Our system has two equations: y > -2 and x + y < 4.
A graph of y > -2 is a horizontal dashed line and everything above it is shaded. A graph of x + y < 4 shades everything to the left of it. From the graphs of this system you can determine an ordered pair that is true (so it is a solution) and an ordered pair that is false (not a solution).
A good test point - without a graph - is (0,0).
0 > -2 TRUE
0 + 0 = 0 and 0 < 4 TRUE
So (0, 0) is a solution in the system because it makes both equations true.
2. Now we want to find where the system is false. With a graph, it's the area unshaded by both. With the equations, we proceed as follows.
x + y < -4
y < - 4 - x Subtract x on both sides
Since y > -2 Then -2 < y. So by transitivity (if a < b and b < c, a < c), we have that
-2 < -4 - x
2 < -x add two to both sides
x > -2 multiply by -1 and change orientation.

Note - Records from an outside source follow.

PR #116, opened 2015-01-17
Add OpenSearch description

derkyjadex:
So we can search for crates easily from the address bar in Chrome/Firefox/etc.

### DIFF
--- a/app/index.html
+++ b/app/index.html
@@ -13,7 +13,7 @@
     <link rel="stylesheet" href="assets/cargo.css">
     <link rel="shortcut icon" href="/favicon.ico" type="image/x-icon">
     <link rel="icon" href="/favicon.ico" type="image/x-icon">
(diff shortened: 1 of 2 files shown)


app/index.html
```diff
@@ -13,6 +13,7 @@
     <link rel="stylesheet" href="assets/cargo.css">
     <link rel="shortcut icon" href="/favicon.ico" type="image/x-icon">
     <link rel="icon" href="/favicon.ico" type="image/x-icon">
+    <link rel="search" href="opensearch.xml" type="application/opensearchdescription+xml" title="Cargo">
```
alexcrichton: Should this be `/opensearch.xml` instead of `opensearch.xml` because this page is loaded from any path?

alexcrichton:
Nice! Thanks!

app/index.html
derkyjadex: I suppose it can't hurt to be more specific here

alexcrichton:
Thanks!

PR #132, opened 2015-02-08
Automatically install bower dependencies

pornel:
Makes `npm install` "just work" and doesn't require bower to be installed globally.

npm is clever enough to prepend `PATH` with `./node_modules/.bin` for the postinstall script, which ensures that the right version of bower is used.


alexcrichton:
Nice!

PR #140, opened 2015-03-20
Normalise keywords to lowercase when searching for crates.

### LINKED ISSUE #100: Keywords could be case-normalised
e.g. we have https://crates.io/keywords/FFT and https://crates.io/keywords/fft separate atm.

huonw:
Currently keyword search is case-sensitive, but this is often unhelpful,
as they are heuristic classification tools, not hard guarantees.  It's
not particularly helpful to search for
["fft"](https://crates.io/keywords/fft) and not get the crates tagged
["FFT"](https://crates.io/keywords/FFT).

Closes #100.

### DIFF
--- a/src/bin/migrate.rs
+++ b/src/bin/migrate.rs
@@ -440,6 +440,14 @@ fn migrations() -> Vec<Migration> {
                              ON crates (lower(name))", &[]));
             Ok(())
         }),
+        Migration::new(20150320174400, |tx| {
+            try!(tx.execute("CREATE INDEX index_keywords_lower_keyword ON keywords (lower(keyword))",
+                            &[]));
+            Ok(())
+        }, |tx| {
+            try!(tx.execute("DROP INDEX index_keywords_lower_keyword", &[]));
+            Ok(())
+        }),
     ];
     // NOTE: Generate a new id via `date +"%Y%m%d%H%M%S"`
 
--- a/src/krate.rs
+++ b/src/krate.rs
@@ -463,7 +463,7 @@ pub fn index(req: &mut Request) -> CargoResult<Response> {
                                 ON crates.id = crates_keywords.crate_id
                         INNER JOIN keywords
                                 ON crates_keywords.keyword_id = keywords.id
-                        WHERE keywords.keyword = $1";
+                        WHERE lower(keywords.keyword) = lower($1)";
             (format!("SELECT crates.* {} {} LIMIT $2 OFFSET $3", base, sort_sql),
              format!("SELECT COUNT(crates.*) {}", base))
         })
--- a/src/tests/krate.rs
+++ b/src/tests/krate.rs
@@ -68,7 +68,9 @@ fn index_queries() {
     krate.readme = Some("readme".to_string());
     krate.description = Some("description".to_string());
     ::mock_crate(&mut req, krate);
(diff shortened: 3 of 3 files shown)


huonw:
I don't have a testing set-up set up, unfortunately.

src/bin/migrate.rs
```diff
@@ -418,6 +418,11 @@ fn migrations() -> Vec<Migration> {
                              crate_owners_unique_user_per_crate", &[]));
             Ok(())
         }),
+        Migration::new(20150320174400, |tx| {
+            try!(tx.execute("ALTER TABLE keyword SET keyword = lower(keyword)",
+                            &[]));
```
alexcrichton: I think that this should be `ALTER TABLE keywords` (although I also thought it would be `UPDATE keywords ...`?).

I think that this may also not land well in production as there's currently a uniqueness constraint on the `keyword` column, but this will generate duplicates (e.g. FFT => fft).

I think that this may want to iterate through all keywords, deleting those with a downcase equivalent and migrating all current members of that keyword to the downcase equivalent. This should also probably delete the old uniqueness constraint and add a new one on `lower(keyword)` to speed up queries and provide a db-level gurantee that we don't have duplicates.

alexcrichton:
Nice! Could you also add a test where two crates are uploaded with two different cases of a keyword, but they're canonicalized to just one?

For crates at least we also search case insensitively but *insert* with the case provided. In that case we may want to preserve the case of the keyword given to us when we insert into the database.

src/bin/migrate.rs
huonw: Oh, I totally mangled this.

huonw:
> Could you also add a test where two crates are uploaded with two different cases of a keyword, but they're canonicalized to just one?

I'm not sure I understand what this would look like.

huonw:
> For crates at least we also search case insensitively but insert with the case provided. In that case we may want to preserve the case of the keyword given to us when we insert into the database.

Updated with this approach.

alexcrichton:
> > Could you also add a test where two crates are uploaded with two different cases of a keyword, but they're canonicalized to just one?
> 
> I'm not sure I understand what this would look like.

Oh nevermind, I thought that this was going to prevent creation of keywords with the same name that differed only in case, but I think I prefer this approach instead.

Thanks!

src/bin/migrate.rs
```diff
@@ -440,6 +440,14 @@ fn migrations() -> Vec<Migration> {
                              ON crates (lower(name))", &[]));
             Ok(())
         }),
+        Migration::new(20150320174400, |tx| {
+            try!(tx.execute("CREATE INDEX index_keywords_lower_keyword ON (lower(keyword))",
```
alexcrichton: I think this is missing the table name

alexcrichton: This file also seems to have made itself executable?

huonw: I'm not doing a very good job of writing correct code... :/

Fixed both.

alexcrichton:
Looks good to me! I'll merge once it agrees with the nightlies again.

alexcrichton:
Merged as https://github.com/rust-lang/crates.io/commit/4658cf38cde8ddc5a35156e0150b766d26594766, botched the merge but oh well :(

PR #142, opened 2015-03-31
Wrap the search field in a <form> element

mbrubeck:
This should have no effect on the behavior or appearance of the search box, except that it enables features like right-click -> "Add a keyword for this search" in Firefox and other browsers.


alexcrichton:
Neta!

alexcrichton:
er, neat*!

So when x > -2 and y > -2 we have true inequalities - something we used above and found with (0,0). If we flip this around, we have false inequalities when x ≤ -2 or y ≤ -2. (The negation of an 'and' is an 'or'.)
So let's choose y to be -3.
-3 > -2 FALSE
x + y < 4
x + -3 < 4
x < 7
When x is < 7 it's true. To make it false, we need something bigger than 7. Let's use x = 10
10 + -3 < 4
7 < 4 FALSE
-3 > -2 FALSE
Thus, (10, -3) is not a solution because it makes both inequalities false.